(TASK PROMPT): Below is a listing; repeat exactly the lines from the one containing "## Overview" to the one containing "Closes #1623", both included.

......

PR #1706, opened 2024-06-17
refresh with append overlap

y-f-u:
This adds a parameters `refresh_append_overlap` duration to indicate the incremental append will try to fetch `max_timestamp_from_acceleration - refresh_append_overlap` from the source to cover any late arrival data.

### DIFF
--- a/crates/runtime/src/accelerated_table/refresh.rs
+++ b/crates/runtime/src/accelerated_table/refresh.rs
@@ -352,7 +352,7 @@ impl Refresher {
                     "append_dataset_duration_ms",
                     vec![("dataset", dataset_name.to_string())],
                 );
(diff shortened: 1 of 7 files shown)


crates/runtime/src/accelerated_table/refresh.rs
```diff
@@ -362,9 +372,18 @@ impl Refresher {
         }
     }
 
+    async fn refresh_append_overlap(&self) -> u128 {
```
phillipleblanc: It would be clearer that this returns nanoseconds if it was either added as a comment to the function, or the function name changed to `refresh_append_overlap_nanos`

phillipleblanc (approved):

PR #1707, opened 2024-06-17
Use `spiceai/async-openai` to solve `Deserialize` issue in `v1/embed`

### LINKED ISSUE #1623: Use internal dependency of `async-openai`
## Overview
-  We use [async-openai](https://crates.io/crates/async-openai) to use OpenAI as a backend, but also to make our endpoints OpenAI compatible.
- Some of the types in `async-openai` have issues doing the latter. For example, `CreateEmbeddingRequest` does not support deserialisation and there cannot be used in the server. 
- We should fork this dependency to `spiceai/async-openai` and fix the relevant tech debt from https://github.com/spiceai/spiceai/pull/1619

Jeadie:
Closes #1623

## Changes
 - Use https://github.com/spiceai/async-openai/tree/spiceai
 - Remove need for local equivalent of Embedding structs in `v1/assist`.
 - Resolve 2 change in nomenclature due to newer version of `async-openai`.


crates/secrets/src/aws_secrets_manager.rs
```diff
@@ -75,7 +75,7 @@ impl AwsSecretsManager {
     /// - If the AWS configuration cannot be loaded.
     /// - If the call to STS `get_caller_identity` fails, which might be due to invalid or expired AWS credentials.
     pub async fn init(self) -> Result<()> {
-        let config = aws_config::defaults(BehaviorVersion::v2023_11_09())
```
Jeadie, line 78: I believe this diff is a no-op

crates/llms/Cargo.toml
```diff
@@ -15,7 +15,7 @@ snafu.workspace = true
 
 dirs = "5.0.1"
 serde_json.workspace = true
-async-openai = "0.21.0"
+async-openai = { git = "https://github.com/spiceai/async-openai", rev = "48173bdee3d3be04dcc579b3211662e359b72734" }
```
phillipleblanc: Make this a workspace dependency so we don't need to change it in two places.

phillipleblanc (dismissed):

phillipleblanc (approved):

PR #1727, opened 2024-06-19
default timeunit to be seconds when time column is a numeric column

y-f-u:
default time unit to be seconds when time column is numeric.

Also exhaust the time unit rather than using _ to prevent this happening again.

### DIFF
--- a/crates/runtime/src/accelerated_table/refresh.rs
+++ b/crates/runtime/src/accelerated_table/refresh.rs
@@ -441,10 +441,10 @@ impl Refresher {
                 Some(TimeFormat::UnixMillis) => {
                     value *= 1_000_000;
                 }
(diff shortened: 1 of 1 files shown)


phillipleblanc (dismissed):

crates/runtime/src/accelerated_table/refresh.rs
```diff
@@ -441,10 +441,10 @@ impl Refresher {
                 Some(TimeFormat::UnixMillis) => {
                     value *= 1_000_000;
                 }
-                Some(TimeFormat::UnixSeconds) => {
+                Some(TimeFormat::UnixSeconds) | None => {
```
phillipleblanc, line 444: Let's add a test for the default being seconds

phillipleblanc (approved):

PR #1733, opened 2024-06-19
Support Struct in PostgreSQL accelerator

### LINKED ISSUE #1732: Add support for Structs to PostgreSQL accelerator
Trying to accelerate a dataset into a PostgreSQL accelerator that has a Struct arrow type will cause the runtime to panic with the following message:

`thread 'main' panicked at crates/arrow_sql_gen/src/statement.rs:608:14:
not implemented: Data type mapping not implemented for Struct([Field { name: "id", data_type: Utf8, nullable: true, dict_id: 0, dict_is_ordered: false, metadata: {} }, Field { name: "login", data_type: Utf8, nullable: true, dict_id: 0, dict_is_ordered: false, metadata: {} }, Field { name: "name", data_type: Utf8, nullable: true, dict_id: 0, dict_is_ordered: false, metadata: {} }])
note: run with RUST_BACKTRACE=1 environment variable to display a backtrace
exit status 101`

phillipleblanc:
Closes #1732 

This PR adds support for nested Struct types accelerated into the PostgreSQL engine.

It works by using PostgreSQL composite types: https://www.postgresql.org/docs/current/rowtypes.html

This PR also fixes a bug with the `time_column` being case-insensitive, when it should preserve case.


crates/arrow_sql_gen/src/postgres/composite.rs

......

(ANSWER BOX):
## Overview
-  We use [async-openai](https://crates.io/crates/async-openai) to use OpenAI as a backend, but also to make our endpoints OpenAI compatible.
- Some of the types in `async-openai` have issues doing the latter. For example, `CreateEmbeddingRequest` does not support deserialisation and there cannot be used in the server. 
- We should fork this dependency to `spiceai/async-openai` and fix the relevant tech debt from https://github.com/spiceai/spiceai/pull/1619

Jeadie:
Closes #1623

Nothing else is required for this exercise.